The scientific literature is replete with incredible case studies and many books have been written on the topic. One of the most startling examples, in my opinion, is the recent publication of a scientific paper: Perfectly normal 24 year old Chinese woman complains of dizziness, X-Ray reveals her entire cerebellum (home to half the neurons in her brain and responsible for much of our motor activities as well as parts of language) is missing — apparently a genetic defect.
Yet, for all practical purposes, she is a healthy adult woman and no one really noticed any problems over the first two and a half decades of her life. Her mother remembers that she started walking and talking a couple of years later than normal — which means her brain was busy reprogramming itself in those two years so other regions could pick up the responsibilities usually handled by the cerebellum. The end result? Almost no externally visible degradation in performance; the only complaints that brought her to the hospital were some slight dizziness and occasional vomiting. Unbelievable, yet true.
Another example is hemispherectomy, a medical procedure in which an entire half of the brain is removed to reduce epileptic seizures. These events are not as rare as you might imagine. Here’s an article from NPR outlining a recent case. Studies “have found no significant long-term effects on memory, personality, or humor, and minimal changes in cognitive function overall.” Wow! Just wow!
It’s as if your laptop were to wake up one morning and say to itself: “Dammit, I see both the hardware and the software for the disk controller are not working properly. Let me just rewrite the network driver to take over that function and repurpose this chunk of silicon from the graphics controller over there to perform storage operations instead!” Meanwhile, the rest of the system, including graphics and networking, continue to work with little or no degradation in functionality and performance.
Note that this is very different from a loosely coupled cluster of computers (multiple brains) making forward progress in the case of a single node failure or even network partitioning. It’s the equivalent of a single computer continuing to work properly even after you attack the motherboard with a blunt instrument.

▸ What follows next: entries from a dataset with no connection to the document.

PR #325, opened 2023-03-14
plugin: rework increment/decrement of running job counts

cmoussa1:
#### Problem

As noted in #262, the plugin currently incorrectly handles calculating running job counts for associations (user/bank combos). It increments the running job count in `job.state.priority`, which could result in a double increment if the job re-enters PRIORITY state after a reprioritization of jobs via `flux account-priority-update`.

The plugin also incorrectly handles decrementing running and active job counts when a job enters `job.state.inactive`. Even if a job did not run, the plugin still decrements the association's current running jobs count and looks to release any held jobs from a max running jobs dependency, which could result in incorrect running job counts.

---

This PR looks to rework the way the plugin increments **and** decrements running and active job counts for an association. It adds a new callback for when a job enters `job.state.run` and increments the current running jobs count there.

It also reworks the way the plugin decrements active and running job counts in `inactive_cb ()`. It checks if the job received an `alloc` event to determine if it actually ran. If True, it decrements both the running and the active job counts, and proceeds to check if there are any held jobs to release. If False, then the plugin determines that the job never actually ran, so it only decrements the active job count and `return`s from `inactive_cb ()`.

A new sharness test is also added that tests some of the problematic scenarios brought up in #262. Specifically, the test submits one job to run and two jobs that remain in SCHED state. It then simulates a couple of different cases and checks that the active and running job counts are expected. The scenarios include:

- updating the plugin with flux-accounting DB information while jobs are running/scheduled via `flux account-priority-update`
- changing the priority of a scheduled job while jobs are running/scheduled
- canceling one of the scheduled jobs
- canceling both running/scheduled jobs

### DIFF
--- a/src/plugins/mf_priority.cpp
+++ b/src/plugins/mf_priority.cpp
@@ -977,8 +977,14 @@ static int inactive_cb (flux_plugin_t *p,
         return -1;
     }
 
-    b->cur_run_jobs--;
     b->cur_active_jobs--;
+    // nothing more to do if this job was never running
+    if (!flux_jobtap_job_event_posted (p, FLUX_JOBTAP_CURRENT_JOB, "alloc"))
+        return 0;
+
+    // this job was running, so decrement the current running jobs count
+    // and look to see if any held jobs can be released
+    b->cur_run_jobs--;
 
     // if the user/bank combo has any currently held jobs and the user is now
     // under their max jobs limit, remove the dependency from first held job
--- a/src/plugins/mf_priority.cpp
+++ b/src/plugins/mf_priority.cpp
@@ -605,10 +605,9 @@ static int priority_cb (flux_plugin_t *p,
                 return -1;
 
             // if we get here, the bank was unknown when this job was first
-            // accepted, and therefore the active and run job counts for this
+            // accepted, and therefore the active job counts for this
             // job need to be incremented here
             bank_it->second.cur_active_jobs++;
-            bank_it->second.cur_run_jobs++;
 
             // update current job with user/bank information
             if (flux_jobtap_job_aux_set (p,
@@ -633,8 +632,6 @@ static int priority_cb (flux_plugin_t *p,
                   flux_plugin_arg_strerror (args));
         return -1;
     }
-
-    b->cur_run_jobs++;
 
     return 0;
 }
--- a/src/plugins/mf_priority.cpp
+++ b/src/plugins/mf_priority.cpp
@@ -914,6 +914,34 @@ static int depend_cb (flux_plugin_t *p,
 }
 
 
+static int run_cb (flux_plugin_t *p,
+                   const char *topic,
+                   flux_plugin_arg_t *args,
+                   void *data)
+{
+    int userid;
+    struct bank_info *b;
+
+    b = static_cast<bank_info *>
+        (flux_jobtap_job_aux_get (p,
+                                  FLUX_JOBTAP_CURRENT_JOB,
+                                  "mf_priority:bank_info"));
+
+    if (b == NULL) {
+        flux_jobtap_raise_exception (p, FLUX_JOBTAP_CURRENT_JOB, "mf_priority",
+                                     0, "job.state.run: bank info is " \
+                                     "missing");
+
+        return -1;
+    }
+
+    // increment the user's current running jobs count
+    b->cur_run_jobs++;
+
+    return 0;
+}
+
+
 static int inactive_cb (flux_plugin_t *p,
                         const char *topic,
                         flux_plugin_arg_t *args,
@@ -977,6 +1005,7 @@ static const struct flux_plugin_handler tab[] = {
     { "job.priority.get", priority_cb, NULL },
     { "job.state.inactive", inactive_cb, NULL },
     { "job.state.depend", depend_cb, NULL },
+    { "job.state.run", run_cb, NULL},
     { "plugin.query", query_cb, NULL},
     { 0 },
 };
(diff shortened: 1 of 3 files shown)


grondo:
>  It adds a new handler for a job's alloc event by subscribing to all events for the job in job.new. Once the job receives the alloc event, the current running jobs counter for the association is incremented. The addition of this new handler removes the need to increment the running jobs count in job.state.priority.

Did you first try adding a callback for `job.state.run` and increment the running jobs counter there? (This is the approach noted in [this comment](https://github.com/flux-framework/flux-accounting/issues/262#issuecomment-1464716028)) That might be more lightweight than subscribing to all job events.

cmoussa1:
> Did you first try adding a callback for job.state.run and increment the running jobs counter there? (This is the approach noted in https://github.com/flux-framework/flux-accounting/issues/262#issuecomment-1464716028) That might be more lightweight than subscribing to all job events.

Oh, whoops. I didn't even listen to my own comment in that thread. 🤦 I'm sorry about that. Yeah, looks like adding it to `job.state.run` works, so I'll update the commit and PR description right now and force up a push. Thanks for reminding me!

cmoussa1:
OK, I think I've updated both the commit and PR description now to use `job.state.run` instead of adding a new event handler to the plugin. I think I'll mark this as ready for review whenever convenient.

src/plugins/mf_priority.cpp
```diff
@@ -914,6 +914,36 @@ static int depend_cb (flux_plugin_t *p,
...
 
+static int run_cb (flux_plugin_t *p,
+                      const char *topic,
+                      flux_plugin_arg_t *args,
+                      void *data)
+{
+    int userid;
+    struct bank_info *b;
+
+    flux_t *h = flux_jobtap_get_flux (p);
```
grondo, line 925: Is `h` unused here?

src/plugins/mf_priority.cpp
```diff
@@ -914,6 +914,36 @@ static int depend_cb (flux_plugin_t *p,
 }
 
 
+static int run_cb (flux_plugin_t *p,
+                      const char *topic,
+                      flux_plugin_arg_t *args,
+                      void *data)
```
grondo, line 920: looks like some whitespace errors here?

src/plugins/mf_priority.cpp
```diff
@@ -979,8 +979,18 @@ static int inactive_cb (flux_plugin_t *p,
...
+    // current active jobs count; if not, then we only need to decrement the
+    // current active jobs count and exit this callback.
+    if (flux_jobtap_job_event_posted (p, FLUX_JOBTAP_CURRENT_JOB, "alloc")) {
+        b->cur_run_jobs--;
+        b->cur_active_jobs--;
+    } else {
+        b->cur_active_jobs--;
+
+        return 0;
+    }
```
grondo, line 993: IMO, this logic would be clearer by

 1. first decrement active jobs count, this makes it clear that count is always decremented.
 2. check if no `alloc` event posted, then nothing more to do, so return
 3. proceed to decrement `cur_run_jobs` and check for any held jobs that need to be released

i.e.:
```c
    b->cur_active_jobs--;
    // Nothing more to do if this job was never running
    if (!flux_jobtap_job_event_posted (p, FLUX_JOBTAP_CURRENT_JOB, "alloc"))
        return 0;

    // This job was running, decrement running jobs count and check if a job can be released
    b->cur_run_jobs--;

```

t/t1020-mf-priority-issue262.t
```diff
@@ -0,0 +1,110 @@
+#!/bin/bash
+
+test_description='Test comparing job counts when submitting jobs that take up all resources'
```
grondo, line 3: Nicely done. Did you verify that before the changes in this PR this test fails? (just curious)

grondo (commented):
Nice! :+1: Just some initial comments inline. Mostly very minor stuff.

t/t1020-mf-priority-issue262.t
cmoussa1: Yes I did - here are the results of running this test with the plugin before any changes:

#### query_1.json

##### expected
cur_running_jobs: 1
cur_active_jobs: 3

##### failed
cur_running_jobs: 3
cur_active_jobs: 3

---

#### query_2.json

##### expected
cur_running_jobs: 1
cur_active_jobs: 3

##### failed
cur_running_jobs: 5
cur_active_jobs: 3

---

#### query_3.json

##### expected
cur_running_jobs: 1
cur_active_jobs: 3

##### failed
cur_running_jobs: 8
cur_active_jobs: 3

---

#### query_4.json

##### expected
cur_running_jobs: 1
cur_active_jobs: 2

##### failed
cur_running_jobs: 7
cur_active_jobs: 2

---

#### query_5.json

##### expected
cur_running_jobs: 0
cur_active_jobs: 0

##### failed
cur_running_jobs: 5
cur_active_jobs: 0

src/plugins/mf_priority.cpp
cmoussa1: Ah, yes, thanks. I always forget to adjust the whitespace for these function headers when I copy/paste the callbacks. 🤦 Just pushed up a change to fix this.

cmoussa1:
Thanks for the review @grondo. Just force-pushed some fixes to this PR based on your feedback above, including the whitespace adjustments and re-work to the logic in `inactive_cb ()`.

grondo (approved):
LGTM!

cmoussa1:
Thanks! Will set MWP on this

As you read about the human brain and its neuroplasticity, you realize that any comparisons to the “artificial intelligence” of computers and new advances in “deep learning” algorithms is laughable. We can’t even keep our simplistic computers working with a dozen specialists (engineers, support people, operations team, etc) on-call round the clock; we have to throw away the hardware and the software every few years and start over again.

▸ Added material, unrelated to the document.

Issue #313, opened 2023-02-21
bindings: change behavior of bindings to raise error to caller


cmoussa1:
The Python bindings for flux-accounting currently do a lot of/all of the error handling within the function itself instead of raising the error to the caller of the function. It handles the error and then returns a string. This behavior should be changed to instead raise the error and let the caller of the function handle the error.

Computers becoming smarter than us soon? Don’t make me laugh. Computers may be better (read: faster) than us in some respects but that is a superficial advantage at best. We have been reprogramming our brains for millions of years. Evolutionarily speaking, the computing industry is not even at the mammalian stage of development yet. In terms of plasticity, it would be more apt to compare today’s most powerful supercomputers to Darwin’s favorite barnacles than to a human brain.
If I could talk to my computer, I’d remind it of Woody’s immortal words to Buzz Lightyear in Toy Story: “YOU ARE A TOY! … You are a child’s play thing!”

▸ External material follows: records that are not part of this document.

PR #789, opened 2025-12-08
database: add `max_sched_jobs` property for associations in flux-accounting DB

cmoussa1:
#### Problem

The flux-accounting database needs a way to track and configure a `max_sched_jobs` property for an association, i.e. set a limit on how many jobs can be in SCHED state for an association at any given time.

---

This PR adds a new column to `association_table` called `max_sched_jobs`, an integer representing the max number of jobs in SCHED state an association can have at any given time. This allows a `max_sched_jobs` property to be defined per-association.

This change requires incrementing the `DB_SCHEMA` version number with the addition of the new column. A new `--max-sched-jobs` optional argument is added to the commands that deal with adding, editing, and viewing associations in `association_table`. The corresponding man(1) pages are also updated to include the new optional argument.

Basic tests are added for those commands to include configuring `max_sched_jobs` for associations in the database.


jameshcorbett (approved):
Nice! But the new property isn't checked anywhere yet right? Is that for a future PR?

cmoussa1:
Thanks @jameshcorbett! Yes, the actual implementation for checking and setting a `max-sched-jobs` property is proposed in #790 to keep the PR from growing way too cumbersome to review. I will probably hold off on merging this one until after `v0.55.0` has been released to land both this and #790 in one release.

The next time we get all proud of ourselves for the quality of our software, its “robust” error handling capabilities, or its (snicker) self-healing algorithms, we should remember the story of the software that runs us — non-stop for a hundred years, 99.9% defect free, with no need for reboots, no need for an “OS upgrade” or even “hardware” replacement.
And, oh yeah, by the way, it heals itself and reprograms itself around massive partial system failures, too.